INSURANCE AND METAVERSE: A WAKING DREAM

Insurance Daily | June 2022

So much for Mark Zuckerberg and the billionaires of the Silicon Valley raised on bread and Internet: the first person to talk about the metaverse was the American science fiction author Neal Stephenson.

In his novel Snow Crash, written in 1992, Stephenson depicts the metaverse as a parallel reality populated by avatars. Unlike real people, avatars can move, share experiences, and interact in a three-dimensional space.

This was a true sci-fi premonition. Thirty years later, the metaverse has become a topical subject, the latest and certainly most daring frontier of social connection.

The general interest in the metaverse has increased drastically during the Covid pandemic. In fact, social distancing and lockdowns generated a strong need for proximity and interaction among individuals, albeit physically distant.

This stimulated the public imagination: the possibility of moving social relations to other areas of daily life, creating virtual worlds where people can operate just like in the physical world.

Since Stephenson’s premonition, the world of videogames – with two billion users worldwide and endless revenues – has led and accelerated the development of the metaverse.

The development of digital technologies, in particular the progress in the blockchain technology, led gaming programmers to create increasingly complex and captivating gaming platforms. These platforms host millions of users, who can create unique avatars of themselves and play, socialize, explore, make purchases and payments. Would it be possible, then, to imagine a similar kind of interaction between clients, agents and insurance companies?

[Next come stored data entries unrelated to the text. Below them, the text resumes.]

PR #5056, opened 2023-10-16
chore: add enterprise event

gastonfournier:
This just adds a new event type


nunogois (approved):
LGTM! 
I'll leave it up to you whether you consider it's worth it adding this to the event formatter and the list of available events in the Slack App definition.

nunogois:
> > LGTM! I'll leave it up to you whether you consider it's worth it adding this to the event formatter and the list of available events in the Slack App definition.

Today, writers and programmers are not the only ones dominating the metaverse. According to authoritative sources, the global market of the metaverse could exceed one trillion dollars over the next three years. Moreover, the important investments of big techs will work as a multiplier.

For example, Microsoft could integrate its metaverse, Vortex, in the Teams platform, with a feature called Mash. This would allow users to join meetings through their avatars. Not bad, considering that today Teams users exceed two hundred million a day.

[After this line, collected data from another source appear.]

PR #5059, opened 2023-10-16
feat: add option to return disabled strategies

andreas-unleash:
Adds the option to include disabled strategies (behind the playgroundImprovements flag

Closes # [1-1505](https://linear.app/unleash/issue/1-1505/return-disabled-strategies-in-the-playground-features-request)

### DIFF
--- a/src/lib/features/feature-toggle/converters/feature-toggle-row-converter.ts
+++ b/src/lib/features/feature-toggle/converters/feature-toggle-row-converter.ts
@@ -151,14 +151,6 @@ export class FeatureToggleRowConverter {
 
             feature = this.createBaseFeature(r, feature, featureQuery);
 
-            if (
-                this.isUnseenStrategyRow(feature, r) &&
-                includeDisabledStrategies &&
-                r.strategy_disabled
-            ) {
-                feature.strategies?.push(this.rowToStrategy(r));
-            }
-
             feature.createdAt = r.created_at;
             feature.favorite = r.favorite;
 
--- a/src/lib/features/feature-toggle/converters/feature-toggle-row-converter.ts
+++ b/src/lib/features/feature-toggle/converters/feature-toggle-row-converter.ts
@@ -112,7 +112,6 @@ export class FeatureToggleRowConverter {
         row: any,
         feature: PartialDeep<IFeatureToggleClient>,
         featureQuery?: IFeatureToggleQuery,
-        includeDisabledStrategies?: boolean,
     ) => {
         feature.impressionData = row.impression_data;
         feature.enabled = !!row.enabled;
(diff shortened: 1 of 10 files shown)


src/lib/features/feature-toggle/converters/feature-toggle-row-converter.ts
```diff
@@ -123,7 +125,10 @@ export class FeatureToggleRowConverter {
         feature.variants = row.variants || [];
         feature.project = row.project;
 
-        if (this.isUnseenStrategyRow(feature, row) && !row.strategy_disabled) {
+        if (
+            this.isUnseenStrategyRow(feature, row) &&
+            (includeDisabledStrategies ? true : !row.strategy_disabled)
+        ) {
```
FredrikOseberg, line 131: I don't think this is the correct place to put this. createBaseFeature should only care about what is common between the two API endpoints. Instead you should take this check and move into the respective methods: `buildFeatureToggleListFromRows` and `buildPlaygroundFeaturesFromRows` and have each method have different checks for which strategies they allow

FredrikOseberg (changes requested):
We should improve the architecture slightly before merging

src/lib/features/feature-toggle/converters/feature-toggle-row-converter.ts
andreas-unleash: Ok makes sense

src/lib/features/feature-toggle/converters/feature-toggle-row-converter.ts
```diff
@@ -149,6 +151,14 @@ export class FeatureToggleRowConverter {
...
             feature = this.createBaseFeature(r, feature, featureQuery);
 
+            if (
+                this.isUnseenStrategyRow(feature, r) &&
+                includeDisabledStrategies &&
+                r.strategy_disabled
+            ) {
+                feature.strategies?.push(this.rowToStrategy(r));
+            }
+
```
FredrikOseberg, line 161: Why does the feature toggle list need disabled strategies?

FredrikOseberg (changes requested):
I think this is only relevant to the playground API

src/lib/features/feature-toggle/converters/feature-toggle-row-converter.ts
andreas-unleash: Following to the frontend - the disabled strategies are not needed

src/lib/features/feature-toggle/converters/feature-toggle-row-converter.ts
andreas-unleash: Turns out that both of those functions are only used for the Admin API - for which we (everywhere) return the disabled strategies

andreas-unleash:
Not only relevant to playground. To be more specific - this is needed for the admin api

FredrikOseberg (approved):
LGTM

While the rules and possibilities are still in the making, it is clear that the insurance world, just like the financial and banking worlds, will not be exempt from considering the metaverse as one of the possible channels in the definition of their distribution strategy.

The metaverse could attract new generations of clients (twenty- to forty-year-old people). Moreover, it would represent an opportunity of growth for the insurance world, something that the real world cannot offer due to its limited resources.

Some believe that Italians – through their avatars – could meet the avatars of their insurance agents in the metaverse, thus fostering the drastic evolution and growth of the insurance market.

Let’s just hope this is not pure science fiction and that the evolution of the market won’t take over thirty years. Meanwhile, we can keep daydreaming.